Christian Wells of the University of South Florida told Al Jazeera, “There is a legal obligation of the State of Florida to return those remains to their families for proper burial. And some have argued there’s also a moral obligation that the state has to do this.”

One person who expects her relative’s remains to be unearthed and finally returned for burial is Tananarive Due, whose great-uncle Robert Stephens was reportedly stabbed by another child at the facility in 1937 but whose remains were never returned to his family. She hopes to clear up the circumstances of his death and bury him in a family plot. Another is Ovell Smith Krell, whose brother Owen Smith ran away from home at 14 and was sent to the facility after being caught with a stolen car. Officials told Smith’s parents that he died of pneumonia after his second escape attempt and was buried on the facility’s grounds, but a fellow inmate told them that Owen was shot by school officials during the attempt and buried to hide it.

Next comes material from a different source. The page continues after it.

PR #847, opened 2016-11-08
peer: No error log on unexpected EOF.

davecgh:
This modifies the error handling path in the peer read loop such that it will no longer log an error when the error is `io.ErrUnexpectedEOF`.  This is being done because that error is almost always the result of a peer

Students like Richard Huntley, who was sent to the school in the late fifties, told Al Jazeera that he and his fellow inmate-students were forced to do farm work under dangerous conditions under threats of worse. “This, to me, is a form of slavery,” he said, “because they, damn it, beat you to what they wanted you to be.”

Boys who didn’t comply with orders were sent to “The White House,” which Huntley likened to a “torture chamber.” He said, “If you didn’t know how to pray [before being sent to The White House], you learned pretty fast.”